Now let’s get one thing straight; when it comes to muffins, I hardly discriminate. I like ’em all, from dense and cakey to light and delicate, most every muffin has its time and place in my world. But, if you’re going to press me for my favorite weekday version, it is, without a doubt, the humble quinoa muffin.
Why, you ask. Why some dowdy quinoa muffin when I could be biting into a fluffy blueberry-buttermilk beauty? It’s like choosing some mousey brunette over a blonde bombshell pageant queen.
Because quinoa muffins have got substance, integrity, loyalty.

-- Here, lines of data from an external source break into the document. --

PR #121, opened 2021-10-12
Add event to rebuild Flatpak applications

hluk:
JIRA: RHELWF-3777

### DIFF
--- a/freshmaker/errata.py
+++ b/freshmaker/errata.py
@@ -124,6 +124,26 @@ class ErrataAdvisory(object):
             product_data["product"]["short_name"], cve_list,
             has_hightouch_bug)
 
+    def is_flatpak_module_advisory_ready(self):
+        """ Returns True only if a Flatpaks can be rebuilt from module advisory.
+
+        Flatpaks can be rebuilt only if all of the following are true:
+        - Advisory must contain modules.
+        - Advisory is in QE state.
+        - All attached builds are only shipped to hidden pulp repositories.
+        - All attached builds are signed.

They’ll coax you out of bed with the promise of deep, nutty-grainy deliciousness and fuel you all through the first half of the day. They’re not going to merely flirt with you in the morning only to flake out on you halfway to lunch.

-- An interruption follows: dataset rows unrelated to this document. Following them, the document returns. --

PR #127, opened 2021-10-27
Freshmaker Flatpak Handler

mvalik:
JIRA: RHELWF-3778


qixiang:
> > @mvalik can you move the test file `tests/test_flatpaks.py` to `tests/handlers/koji/test_rebuild_flatpak_application_on_module_ready.py`?
> 
> Not sure if it's good idea, cause It actually tests both handler and event for flatpak

It's fine, at least we currently put the tests related to a specific handler under `tests/handlers`.

mvalik:
Updated, @qixiang please merge if you are ok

If you’ve been coming around here since the beginning, you probably already know about my affection for quinoa muffins. I’ve been known to hide squash and apples in them. This time around, I’m thinking quinoa muffin meets granola with big chunks of dates, copious coconut curls, and plenty of pecans.
Put a small pan of quinoa on the stove while you prep everything else. Turn the oven on, grease or line your muffin tin, melt butter, measure out dry ingredients. Compile your arsenal of add-ins: dates, coconut flakes, and pecans.

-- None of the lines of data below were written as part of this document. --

PR #129, opened 2021-11-03
Add method to get module builds nvr in advisory

chuazhan:
JIRA: RHELWF-3779

### DIFF
--- a/freshmaker/errata.py
+++ b/freshmaker/errata.py
@@ -495,6 +495,28 @@ class Errata(object):
 
         return list(nvrs)
 
+    def get_cve_affected_build_nvrs(self, errata_id, only_modules=False):
+        """ Get module build NVRs which are affected by the CVEs in errata
+
+        :param errata_id: Errata advisory ID, e.g. 25713.
+        :type errata_id: str or int
+        :param only_modules: only return module builds NVR if True.
+        :type only_modules: bool
+        :return: a list of strings each of them is a build NVR
+        :rtype: list
+        """
+        data = self._errata_rest_get(f"/erratum/{errata_id}/builds_by_cve")
+        nvrs = set()
+        for data_by_product in data.values():
+            for product_data in data_by_product.values():
+                for build in product_data.get("builds", []):
+                    for build_info in build.values():
+                        if only_modules and not build_info.get("is_module"):
+                            continue
+                        nvrs.add(build_info.get("nvr"))
+
+        return list(nvrs)
+
     def get_blocking_advisories_builds(self, errata_id):
         """ Get all advisories that block given advisory id, and fetch all builds from it
 
--- a/tests/test_errata.py
+++ b/tests/test_errata.py
@@ -422,6 +422,86 @@ class TestErrata(helpers.FreshmakerTestCase):
         ret = self.errata.get_cve_affected_rpm_nvrs(28484)
         self.assertEqual(ret, ['libntirpc-1.4.3-4.el6rhs'])
 
+    @patch.object(Errata, "_errata_rest_get")
+    @patch.object(Errata, "_errata_http_get")
+    def test_errata_get_cve_affected_build_nvrs(self, errata_http_get, errata_rest_get):
+        mocked_errata = MockedErrataAPI(errata_rest_get, errata_http_get)
+        ret = self.errata.get_cve_affected_build_nvrs(28484)
+        self.assertEqual(ret, ['libntirpc-1.4.3-4.el6rhs'])
+        ret = self.errata.get_cve_affected_build_nvrs(28484, True)
+        self.assertEqual(ret, [])
+        mocked_errata.builds_by_cve = {
+            "CVE-2021-42574": {
+                "PRODUCT1": {
+                    "builds": [
+                        {
+                            "rust-toolset-rhel8-8050020211027231136.5c15747c": {
+                                "id": 1775730,
+                                "is_module": True,
+                                "nevr": "rust-toolset-0:rhel8-8050020211027231136.5c15747c",
+                                "nvr": "rust-toolset-rhel8-8050020211027231136.5c15747c",
+                                "variant_arch": {
+                                    "PRODUCT1": {
+                                        "SRPMS": [
+                                            "rust-1.54.0-3.module+el8.5.0+13074+d655d86c.src.rpm",
+                                            "rust-toolset-1.54.0-1.module+el8.5.0+12195+effd8a03.src.rpm"
+                                        ],
+                                        "aarch64": [
+                                            "cargo-1.54.0-3.module+el8.5.0+13074+d655d86c.aarch64.rpm",
+                                            "cargo-debuginfo-1.54.0-3.module+el8.5.0+13074+d655d86c.aarch64.rpm",
+                                            "clippy-1.54.0-3.module+el8.5.0+13074+d655d86c.aarch64.rpm",
+                                            "clippy-debuginfo-1.54.0-3.module+el8.5.0+13074+d655d86c.aarch64.rpm",
+                                            "rls-1.54.0-3.module+el8.5.0+13074+d655d86c.aarch64.rpm",
+                                            "rls-debuginfo-1.54.0-3.module+el8.5.0+13074+d655d86c.aarch64.rpm",
+                                            "rust-1.54.0-3.module+el8.5.0+13074+d655d86c.aarch64.rpm",
+                                            "rust-analysis-1.54.0-3.module+el8.5.0+13074+d655d86c.aarch64.rpm",
+                                            "rust-debuginfo-1.54.0-3.module+el8.5.0+13074+d655d86c.aarch64.rpm",
+                                            "rust-debugsource-1.54.0-3.module+el8.5.0+13074+d655d86c.aarch64.rpm",
+                                            "rust-doc-1.54.0-3.module+el8.5.0+13074+d655d86c.aarch64.rpm",
+                                            "rust-std-static-1.54.0-3.module+el8.5.0+13074+d655d86c.aarch64.rpm",
+                                            "rust-std-static-wasm32-unknown-unknown-1.54.0-3.module+el8.5.0+13074+d655d86c.aarch64.rpm",
+                                            "rust-toolset-1.54.0-1.module+el8.5.0+12195+effd8a03.aarch64.rpm",
+                                            "rustfmt-1.54.0-3.module+el8.5.0+13074+d655d86c.aarch64.rpm",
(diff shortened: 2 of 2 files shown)


chuazhan:
@qixiang @hluk @mvalik Can you help to review? Thanks!

freshmaker/errata.py
```diff
@@ -495,6 +495,27 @@ def get_cve_affected_rpm_nvrs(self, errata_id):
...
+        data = self._errata_rest_get(f"/erratum/{errata_id}/builds_by_cve")
+        nvrs = set()
+        for data_by_product in data.values():
+            for product_data in data_by_product.values():
+                for build in product_data.get("builds", []):
+                    for build_info in build.values():
+                        if not build_info.get("is_module"):
+                            continue
+                        nvr = build_info.get("nvr")
+                        nvrs.update([nvr])
```
qixiang, line 515:
```suggestion
                        nvrs.add(nvr)
```

tests/test_errata.py
```diff
@@ -422,6 +422,82 @@ def test_errata_get_cve_affected_rpm_nvrs(self, errata_http_get, errata_rest_get
         ret = self.errata.get_cve_affected_rpm_nvrs(28484)
         self.assertEqual(ret, ['libntirpc-1.4.3-4.el6rhs'])
 
+    @patch.object(Errata, "_errata_rest_get")
+    @patch.object(Errata, "_errata_http_get")
+    def test_errata_get_cve_affected_build_nvrs(self, errata_http_get, errata_rest_get):
+        mocked_errata = MockedErrataAPI(errata_rest_get, errata_http_get)
+        mocked_errata.builds_by_cve = {
+            "CVE-2021-42574": {
```
qixiang, line 430: I'd suggest using some fake data instead of these real data which may have some security risks.

freshmaker/errata.py
```diff
@@ -495,6 +495,27 @@ def get_cve_affected_rpm_nvrs(self, errata_id):
...
+        :return: a list of strings each of them is a module build nvr
+        :rtype: list
+        """
+        data = self._errata_rest_get(f"/erratum/{errata_id}/builds_by_cve")
+        nvrs = set()
+        for data_by_product in data.values():
+            for product_data in data_by_product.values():
+                for build in product_data.get("builds", []):
+                    for build_info in build.values():
+                        if not build_info.get("is_module"):
```
qixiang, line 512: Not sure why my comment got lost in previous review comments, re-adding.

This API actually returns only module builds, it's misleading, you should change the API name to indicate that, or I'd suggest something like this:
```
def get_cve_affected_build_nvrs(self, errata_id, is_module=False):
    ...
    if is_module and not build_info.get("is_module"):
        continue
    ...
```

hluk: Wouldn't the condition be `is_module == build_info.get("is_module", False)` instead? Otherwise it's better to name the argument `only_modules` since `only_modules is False` would mean "both non-modules and module".

qixiang: yes, `only_modules` is a better arg name than `is_module`.

freshmaker/errata.py
chuazhan: Sure. I was imitating an existing method. add() is good enough.

freshmaker/errata.py
chuazhan: Actually I was thinking to add module in the method name, I must make some mistake. But changing in this way is better.

tests/test_errata.py
chuazhan: Good suggestion, fixing.

qixiang (approved):
:+1:

freshmaker/errata.py
```diff
@@ -495,6 +495,28 @@ def get_cve_affected_rpm_nvrs(self, errata_id):
...
+        :return: a list of strings each of them is a build NVR
+        :rtype: list
+        """
+        data = self._errata_rest_get(f"/erratum/{errata_id}/builds_by_cve")
+        nvrs = set()
+        for data_by_product in data.values():
+            for product_data in data_by_product.values():
+                for build in product_data.get("builds", []):
+                    for build_info in build.values():
+                        if only_modules and not build_info.get("is_module"):
```
hluk, line 514: Let me return to this. Is this even needed? Isn't it better to check all attached builds? Why would a module advisory have attached anything else than module builds (and vice versa for non-module advisories)?

qixiang: The reason is this is a generic API, others may use this API to get build NVRs from other type of advisories, another choice is renaming this to something like `get_cve_affected_module_nvrs` and the caller should make sure they only call this API against module advisories.
But I'd prefer the current generic API implementation, and there is only `is_module` in Errata's API result, no `is_rpm`, `is_docker` exist, that's why we only need to support `only_modules`

hluk: My question is: Why not always check all attached builds? I don't understand why some builds should be ignored in a module advisory.

qixiang: I see your concern now, I don't know whether there could be other content other than modules exist in a module advisory, so this is the safest way we can get all modules from a module advisory.

hluk (approved):
:+1:

freshmaker/errata.py
```diff
@@ -495,6 +495,28 @@ def get_cve_affected_rpm_nvrs(self, errata_id):
...
+                            continue
+                        nvrs.add(build_info.get("nvr"))
+
+        return list(nvrs)
```
mvalik, line 518: more python (and quick) way to do exactly the same thing...    
```
return list({build_info.get("nvr")
        for build_info in build.values()
        for build in product_data.get("builds", [])
        for product_data in data_by_product.values()
        for data_by_product in data.values()
        if not only_modules or build_info.get("is_module")})
```

freshmaker/errata.py
```diff
@@ -495,6 +495,28 @@ def get_cve_affected_rpm_nvrs(self, errata_id):
...
 
+    def get_cve_affected_build_nvrs(self, errata_id, only_modules=False):
+        """ Get module build NVRs which are affected by the CVEs in errata
+
+        :param errata_id: Errata advisory ID, e.g. 25713.
+        :type errata_id: str or int
+        :param only_modules: only return module builds NVR if True.
+        :type only_modules: bool
+        :return: a list of strings each of them is a build NVR
+        :rtype: list
```
mvalik, line 506: Does it really need to return a list? Please consider if `set` wouldn't be enough.

tests/test_errata.py
```diff
@@ -422,6 +422,82 @@ def test_errata_get_cve_affected_rpm_nvrs(self, errata_http_get, errata_rest_get
         ret = self.errata.get_cve_affected_rpm_nvrs(28484)
         self.assertEqual(ret, ['libntirpc-1.4.3-4.el6rhs'])
 
+    @patch.object(Errata, "_errata_rest_get")
+    @patch.object(Errata, "_errata_http_get")
+    def test_errata_get_cve_affected_build_nvrs(self, errata_http_get, errata_rest_get):
+        mocked_errata = MockedErrataAPI(errata_rest_get, errata_http_get)
+        mocked_errata.builds_by_cve = {
```
mvalik, line 429: I would rather make short excessive lists of rpms, but use more items in builds and the main dictionary. They can also have different values of 'is_module', so you can test both calls with the second argument `True` and `False`.

mvalik (changes requested):

freshmaker/errata.py
chuazhan: Thanks @mvalik for your review and suggestion!
There are two reasons to write this method in this way:
1. This method is imitating from previous one, we want to make them consistent. So no matter the looping style and  the return value, they are the same. If we change the return value from list to set, I am wondering if the user will be confused that similar method return different type of value.
2. Second,  I like one line style too, it is more pythonic. I think if the data structure is simple, I prefer this way, but this build data has several embedded layers, I think it is better to put them in loops because it is easy to debug and maintain.

tests/test_errata.py
chuazhan: This test data is tweaking from the real data, actually I am not sure about all the build data format, it will cost some time for me to find a build with both module and other content types(I don't even know if that really exists or not).  So I only focus on module build data and its testing. I think if we really meet this use case, we can add more test cases in future.

freshmaker/errata.py
chuazhan: Thanks @mvalik , please check it in above reply.

mvalik: If it's an overwritten method of the base class then it's OK

tests/test_errata.py
mvalik: I didn't mean that you should run all the data in one run. You can make a couple of runs with different samples of data if you want. In the unit tests, you should cover as many branches as possible. It doesn't really matter if your test data "really exists" or not.

mvalik (changes requested):

freshmaker/errata.py
mvalik: For an unknown reason I don't see the 'Resolve' button, please consider this particular thread as resolved.

freshmaker/errata.py
chuazhan: Performance is also a good point. Can we think about this potential performance issue in another patch, I'd like to deal it together with another method "get_cve_affected_rpm_nvrs", they are similar methods and  they all need to be improved.

chuazhan: @qixiang @hluk what about your suggestions? Welcome to comment.

tests/test_errata.py
chuazhan: Yes. I agree that test coverage is important, for this patch, it is simple to add and I am fine, but I am still wondering if that makes sense to add a non-existing case with lots of effort to mock it. Just want to align everyone on the same page @qixiang @hluk

freshmaker/errata.py
qixiang: @mvalik @chuazhan list comprehension is more pythonic, but when there are too many levels or the expression becomes too long, I'd prefer to avoid list comprehension for better code readability and maintainability.

tests/test_errata.py
chuazhan: Tests updated

chuazhan:
Test case updated

tests/test_errata.py
mvalik: Thank you @chuazhan

freshmaker/errata.py
mvalik: Since the performance impact is not that big in this case, we can keep it as loops.

mvalik (approved):

mvalik:
+1

freshmaker/errata.py
chuazhan: Cool. Thanks @mvalik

Mix wet with wet, dry with dry. Bring them together and stir in the tasty extras. Scoop into muffin cups and bake.
Toasty, tasty, and wholesome. Chewy, nutty, crunchy. Out of the oven…
…and into my life. For the long haul.
- 1½ c. All Purpose Flour
- 1 c. Whole Wheat Flour
- 1 tsp. Baking Soda
- 1 tsp. Baking Powder
- ½ tsp. Salt
- ½ tsp. Cinnamon
- ½ tsp. Cardamom
- ½ c. Brown Sugar
- 1½ c. Buttermilk
- ¼ c. Butter, melted and cooled
- 1 Egg
- 1 tsp. Vanilla Extract
- 1 c. Cooked Quinoa
- 1 c. Chopped Dates
- ¾ c. Unsweetened Coconut Flakes
- ¾ c. Chopped Pecans
- Preheat oven to 375°. Grease or line a muffin tin. Cook quinoa, if you haven't already, and reserve.
- In a large bowl, mix together both flours, baking soda and powder, salt, spices, and brown sugar.
- In a medium bowl, whisk together buttermilk, melted butter, egg, and vanilla.
- In a third bowl, combine dates, coconut, and pecans.
- Add wet ingredients to dry and quickly mix until just combined. Fold in quinoa and the date mixture.
- Divide batter between 12 standard-size muffin cups and bake until golden and a tester comes out clean, about 25 minutes.